The Training Problem

The main complication is training. Backpropagation, the algorithm behind much of deep learning, depends on calculus. Standard logic gates, however, only work with 0s and 1s. Calculus needs meaningful answers for values between those points.

Petersen reached the approach through an interest in “differentiable relaxations,” methods that reshape certain mathematical problems into forms calculus can handle. As he put it, “It really started off as a mathematical and methodological curiosity.”

To train logic-gate networks, Petersen created functions that behave like logic gates for 0s and 1s, while also producing answers for intermediate values. That made it possible to use backpropagation during training. Afterward, the relaxed version could be converted back into something suitable for computer hardware.

That workaround is powerful, but expensive. Each node can become any one of 16 different logic gates, and the system must track and adjust the 16 probabilities connected to those choices. Petersen said during his NeurIPS talk that training these networks takes hundreds of times longer than training conventional neural networks on GPUs.

That burden matters for research groups without access to huge computing resources. Petersen developed the networks with colleagues at Stanford University and the University of Konstanz, and he noted that the required GPU time makes the research tremendously hard.

Where The Approach Already Looks Useful

Once training is finished, the costs shift dramatically. Petersen compared the logic-gate networks with other ultra-efficient networks, including binary neural networks, which use simplified perceptrons that process only binary values.

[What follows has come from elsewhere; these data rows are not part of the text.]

PR #318, opened 2025-10-08
refactor: dispose listeners on page destroyed

Lightning00Blade:


src/McpContext.ts
```diff
@@ -94,26 +95,24 @@ export class McpContext implements Context {
...
-        page.on('request', request => {
+    this.#networkCollector = new NetworkCollector(this.browser, collect => {
+      return {
+        request: request => {
           collect(request);
-        });
-      },
-    );
+        },
+      } as ListenerMap;
```
Lightning00Blade, line 103: Somehow the types are right but incompatible

src/PageCollector.ts
```diff
@@ -4,11 +4,26 @@
...
+  type Frame,
+  type Handler,
+  type HTTPRequest,
+  type Page,
+  type PageEvents,
+} from 'puppeteer-core';
+
+export type ListenerMap<EventMap extends PageEvents = PageEvents> = {
+  [K in keyof EventMap]?: (event: EventMap[K]) => void;
+  // request: (event: PageEvents['request']) => void;
```
OrKoN: remove?

src/PageCollector.ts
```diff
@@ -37,6 +52,13 @@ export class PageCollector<T> {
       }
       this.#initializePage(page);
     });
+    this.#browser.on('targetdestroyed', async target => {
+      const page = await target.page();
```
OrKoN, line 55: would it resolve into a page for destroyed targets?

OrKoN: let's add a test for this scenario

Lightning00Blade: Done

Issue #259, opened 2025-10-02
Improve error handling in navigate_page_history tool


mithun50:
The navigate_page_history tool in src/tools/pages.ts currently suppresses specific errors when a navigation action (back or forward) fails. Instead of providing context about why the navigation failed (e.g., no page in history), it returns a generic message: Unable to navigate {back|forward} in currently selected page..

This should be improved to check the navigation history before attempting the action. If the navigation is not possible, a more informative error message should be returned to the user, such as "Cannot go back, no previous page in history." This will improve the tool's usability and provide better feedback.

mithun50:
If you guys assign this issue I can work on this issue

natorion:
In what scenarios, with what prompts would you use this?

PR #321, opened 2025-10-09
fix: Improve navigate_page_history error messages

mithun50:
## Problem
  The `navigate_page_history` tool previously suppressed all
  navigation errors with a generic message: "Unable to
  navigate {back|forward} in currently selected page." This
  provided no context about why the navigation failed, making
  it difficult for users to understand whether:
  - No page exists in the history
  - A timeout occurred
  - Some other error happened

  ## Solution
  Enhanced error handling to provide specific, actionable
  feedback:

  1. **Check navigation result**: Capture the return value
  from `goBack()`/`goForward()` to detect when navigation is
  impossible
  2. **No history detection**: When result is `null`, return:
  "Cannot navigate back, no previous page in history."
  3. **Timeout errors**: Show duration: "Navigation back timed
   out after 30000ms."
  4. **Other errors**: Include actual error message instead of
   generic text

  ## Changes
  - Modified `navigate_page_history` handler in
  `src/tools/pages.ts`
  - Added result checking for null (no history available)
  - Enhanced error messages with specific context
  - Improved debugging experience for users

  ## Testing
  - Verify "no previous page" message when navigating back on
  first page
  - Verify "no next page" message when navigating forward at
  end of history
  - Confirm timeout errors show duration
  - Ensure other errors display actual error messages

### DIFF
--- a/tests/tools/pages.test.ts
+++ b/tests/tools/pages.test.ts
@@ -166,7 +166,9 @@ describe('pages', () => {
         assert.ok(
           response.responseLines
             .at(0)
-            ?.startsWith('Unable to navigate forward in currently selected page.'),
+            ?.startsWith(
+              'Unable to navigate forward in currently selected page.',
+            ),
         );
         assert.ok(response.includePages);
       });


mithun50:
Fixes: #259

src/tools/pages.ts
```diff
@@ -142,16 +142,34 @@ export const navigatePageHistory = defineTool({
...
     try {
+      let result;
       if (request.params.navigate === 'back') {
-        await page.goBack(options);
+        result = await page.goBack(options);
+      } else {
+        result = await page.goForward(options);
+      }
+
+      // If result is null, navigation wasn't possible (no history)
```
OrKoN: I think this is not correct. Successful navigations could result in a null result if the navigation has no network request. We fixed Puppeteer in https://github.com/puppeteer/puppeteer/pull/14160 to throw an error when there is no history. So the null result, should be treated as a successful navigation.

src/tools/pages.ts
```diff
@@ -142,16 +142,34 @@ export const navigatePageHistory = defineTool({
...
+        );
       } else {
-        await page.goForward(options);
+        response.appendResponseLine(
+          `Unable to navigate ${request.params.navigate}: ${error.message || 'Unknown error occurred'}`,
+        );
       }
-    } catch {
-      response.appendResponseLine(
-        `Unable to navigate ${request.params.navigate} in currently selected page.`,
```
OrKoN, line 153: I think it would be sufficient to add the error.message to this message and revert other changes

src/tools/pages.ts
mithun50: @OrKoN can you please review the code

Issue #240, opened 2025-10-01
list_network_requests: it's not clear to the LLM that these are not reset after each call


sebastianbenz:
**Describe the bug**
The LLM used list_network_requests to verify caching behavior and clicked a button twice and listed the network requests after each click. It was confused that the network requests stay the same. Might be worth explaining more in the description when the requests are reset.

**Expected behavior**
The LLM should understand when network requests are reset.

**Model version:** Gemini 2.5

**Chat log**

I've applied the fix to cache the articles. Now I'll verify that the delay is gone by clicking the search button multiple times and checking the network requests. First, I'll navigate to the page.

check
navigate_page (chrome-devtools MCP Server).../localhost:4321/
stat_minus_1
Thinking
Okay, I'm on the page. I'll take a snapshot to find the search button and then click it.

check
take_snapshot (chrome-devtools MCP Server)
stat_minus_1
Thinking
Okay, I have the snapshot. Clicking the search button now.

check
click (chrome-devtools MCP Server)7_1
stat_1
Thinking
Finding the Target
I've identified the "Search" button and the search textbox. Now I need to locate and target the close button within the search snapshot. The next step is to extract the close button's identifier, building on the previous search command's output.

Isolating the Element
I've confirmed the search button has been pressed, generating a new UI snapshot. Analyzing the output, the close button, identified as uid=8_5, is clear. My next move is to execute a click on this specific element, following the established pattern.

Okay, I've clicked the search button. Now I'll click the close button, which is uid=8_5.

check
click (chrome-devtools MCP Server)8_5
stat_minus_1
Thinking
Okay, flyout closed. Clicking the search button again.

check
click (chrome-devtools MCP Server)9_1
stat_minus_1
Thinking
Okay, I've clicked the search button again. Now, I'll check the network requests to confirm the fix.

check
list_network_requests (chrome-devtools MCP Server)
Arguments
stat_minus_1
Thinking
My apologies, it seems my previous fix didn't work as intended. The articles are still being fetched multiple times.

I'm going to implement a more robust caching mechanism to resolve this. This will ensure that the articles are only fetched once, which should eliminate the delay you're experiencing. I'll apply this new fix now.

help

PR #335, opened 2025-10-10
fix: document that console and requests are since the last nav

OrKoN:
Closes https://github.com/ChromeDevTools/chrome-devtools-mcp/issues/240

### DIFF
--- a/docs/tool-reference.md
+++ b/docs/tool-reference.md
@@ -264,7 +264,7 @@
 
 ### `list_network_requests`
 
-**Description:** List all requests for the currently selected page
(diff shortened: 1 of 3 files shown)


OrKoN:
> Thanks! Have you been able to verify that this improves the situation?

Unfortunately, the bug did not contain the steps to reproduce. When asked directly gemini responds: `No, the network requests are cleared after each navigation. The list_network_requests tool only shows the requests that have occurred since the last navigation on the currently active page.` so I think it should help. If you could re-test it would be great.

PR #362, opened 2025-10-13
fix: add an option value to the snapshot

### LINKED ISSUE #185: Cannot select <select> option by text

AlinaVarkki:
Fixes #185 

The standard selector value is not included in the AXNode, so add it separately.

### DIFF
--- a/src/McpContext.ts
+++ b/src/McpContext.ts
@@ -352,7 +352,7 @@ export class McpContext implements Context {
       return nodeWithId;
     };
 
-    const rootNodeWithId = await assignIds(rootNode);
+    const rootNodeWithId = assignIds(rootNode);
     this.#textSnapshot = {
       root: rootNodeWithId,
       snapshotId: String(snapshotId),


src/McpContext.ts
```diff
@@ -326,19 +330,37 @@ export class McpContext implements Context {
...
         id: `${snapshotId}_${idCounter++}`,
-        children: node.children
-          ? node.children.map(child => assignIds(child))
-          : [],
+        children: [],
       };
+
+      // The AXNode for an option doesn't contain its `value`.
+      // Therefore, set text content of the option as value.
+      if (node.role === 'option') {
```
OrKoN, line 344: is there a reason why we cannot use the node.name? I really do not want use to have evals when building snapshots. If we cannot do it without evals, we need to fix it in the chromium code.

src/McpContext.ts
```diff
@@ -326,19 +330,33 @@ export class McpContext implements Context {
     // will be used for the tree serialization and mapping ids back to nodes.
     let idCounter = 0;
     const idToNode = new Map<string, TextSnapshotNode>();
-    const assignIds = (node: SerializedAXNode): TextSnapshotNode => {
+    const assignIds = async (
```
OrKoN: this does not need to be async now, let's change it back to sync and revert other changes related to making it async.

src/McpContext.ts
```diff
@@ -334,11 +338,21 @@ export class McpContext implements Context {
...
+          nodeWithId.value = optionText.toString();
+        }
+      }
+
       idToNode.set(nodeWithId.id, nodeWithId);
       return nodeWithId;
     };
 
-    const rootNodeWithId = assignIds(rootNode);
+    const rootNodeWithId = await assignIds(rootNode);
```
OrKoN:
```suggestion
    const rootNodeWithId = assignIds(rootNode);
```

PR #365, opened 2025-10-13
chore: use template for feature requests

Lightning00Blade:


.github/ISSUE_TEMPLATE/01-bug.yml
```diff
@@ -70,3 +70,11 @@ body:
         - Windows
         - macOS
         - Linux
+
+  - type: checkboxes
```
OrKoN, line 74: is this change intended?

.github/ISSUE_TEMPLATE/02-feature.yml
```diff
@@ -0,0 +1,44 @@
+name: Bug report
```
OrKoN: Feature?

.github/ISSUE_TEMPLATE/01-bug.yml
Lightning00Blade: I think we want it as people keep sending a separate message regarding something like this

.github/ISSUE_TEMPLATE/02-feature.yml
Lightning00Blade:
```suggestion
name: Feature
```

.github/ISSUE_TEMPLATE/01-bug.yml
OrKoN: Why does it say "What kinds of cats do you like?"?

Lightning00Blade: Sorry I just copy pasted the default example 😸

PR #364, opened 2025-10-13
fix: correct dialog default value display (#361)

mithun50:
## Description

  Fixes the dialog information display to show the actual
  default value instead of repeating the dialog message.

  Fixes #361

  ## Changes

  - Updated `McpResponse.ts` line 196 to use
  `dialog.defaultValue()` instead of `dialog.message()` for
  displaying the default value

  ## Before

  prompt: Enter your name (default value: Enter your name)

  ## After

  prompt: Enter your name (default value: John Doe)

  ## Testing

  - ✅ Existing dialog tests pass (handleDialog
  acceptance/dismissal)
  - ✅ Code formatting verified with prettier
  - ✅ No breaking changes

  ## Impact

  - **Type**: Bug fix
  - **Severity**: Minor
  - **User Impact**: Improves UX by showing correct dialog
  default values instead of confusing duplicated messages

Issue #361, opened 2025-10-13
bug: Dialog default value displays message instead of defaultValue


mithun50:
## Bug Description

  In `McpResponse.ts`, the dialog information display shows
  `dialog.message()` twice instead of showing the actual
  default value.

  ## Location

  **File**: `src/McpResponse.ts`
  **Line**: 196

  ## Current Behavior

  ```typescript
  ${dialog.type()}: ${dialog.message()} (default value:
  ${dialog.message()})

  This displays the dialog message as both the message AND the
   default value, which is incorrect.

  Expected Behavior

  ${dialog.type()}: ${dialog.message()} (default value:
  ${dialog.defaultValue()})
```
  Should use dialog.defaultValue() to display the actual
  default value of the dialog.

  Example

  Current output:
  prompt: Enter your name (default value: Enter your name)

  Expected output:
  prompt: Enter your name (default value: John Doe)

  Impact

  - Severity: Minor
  - User Impact: Confusing UX - users see incorrect
  information about dialog default values
  - Functionality: Does not break functionality, but displays
  misleading information

mithun50:
If you guys assign this issue to me I can work on it

PR #366, opened 2025-10-13
fix: return the default dialog value correctly

OrKoN:
Closes https://github.com/ChromeDevTools/chrome-devtools-mcp/pull/364 
Closes https://github.com/ChromeDevTools/chrome-devtools-mcp/issues/361

### DIFF
--- a/src/McpResponse.ts
+++ b/src/McpResponse.ts
@@ -192,8 +192,12 @@ export class McpResponse implements Response {
 
     const dialog = context.getDialog();
     if (dialog) {
+      const defaultValueIfNeeded =
+        dialog.type() === 'prompt'
+          ? ` (default value: "${dialog.defaultValue()}")`
+          : '';
       response.push(`# Open dialog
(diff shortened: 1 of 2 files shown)


src/McpResponse.ts
```diff
@@ -193,7 +193,7 @@ export class McpResponse implements Response {
     const dialog = context.getDialog();
     if (dialog) {
       response.push(`# Open dialog
-${dialog.type()}: ${dialog.message()} (default value: ${dialog.message()}).
+${dialog.type()}: ${dialog.message()} (default value: ${dialog.defaultValue()}).
```
Lightning00Blade: Maybe we can add "" around the value to signify if it was empty?

```suggestion
${dialog.type()}: ${dialog.message()} (default value: "${dialog.defaultValue()}").
```

Lightning00Blade: Also we should only add this if there is value I think not unconditionally as it only applies to `promp` atm,

OrKoN: makes sense, done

On the CIFAR-10 data set, which includes 10 categories of low-resolution images ranging from “frog” to “truck,” the logic-gate networks performed as well as those other efficient methods. They did so with fewer than a tenth of the logic gates required by the other methods, and in less than a thousandth of the time.

The tests used FPGAs, programmable computer chips that can emulate many possible logic-gate layouts. Petersen also noted that using non-programmable ASIC chips could reduce costs further, because programmable chips require more components to support their flexibility.

This points to the clearest near-term appeal of the method:

fast image classification after training
lower energy use during operation
hardware that could eventually sit inside personal devices
less need to send some data between devices and servers

Why Experts Are Still Cautious

The idea is not yet a replacement for traditional neural networks. Farinaz Koushanfar, a professor of electrical and computer engineering at the University of California, San Diego, said she is not convinced the approach will perform well on more realistic problems. “It’s a cute idea, but I’m not sure how well it scales,” she says.

Her concern centers on approximation. The networks are trained through the relaxation strategy, not by directly training exact logic-gate behavior. That has not caused problems yet, but Koushanfar says it could become more serious as the networks grow.

Petersen is still aiming higher. He hopes to push logic-gate networks toward what he calls a “hardware foundation model,” a general-purpose vision network that could be mass-produced directly on chips. Such chips could be integrated into devices like personal phones and computers.

The goal is not to outperform the most capable traditional neural networks. Petersen acknowledges that logic-gate networks will never compete with them on performance. The target is a different trade-off: good enough results at the lowest possible cost.

“It won’t be the best model,” he says. “But it should be the cheapest.”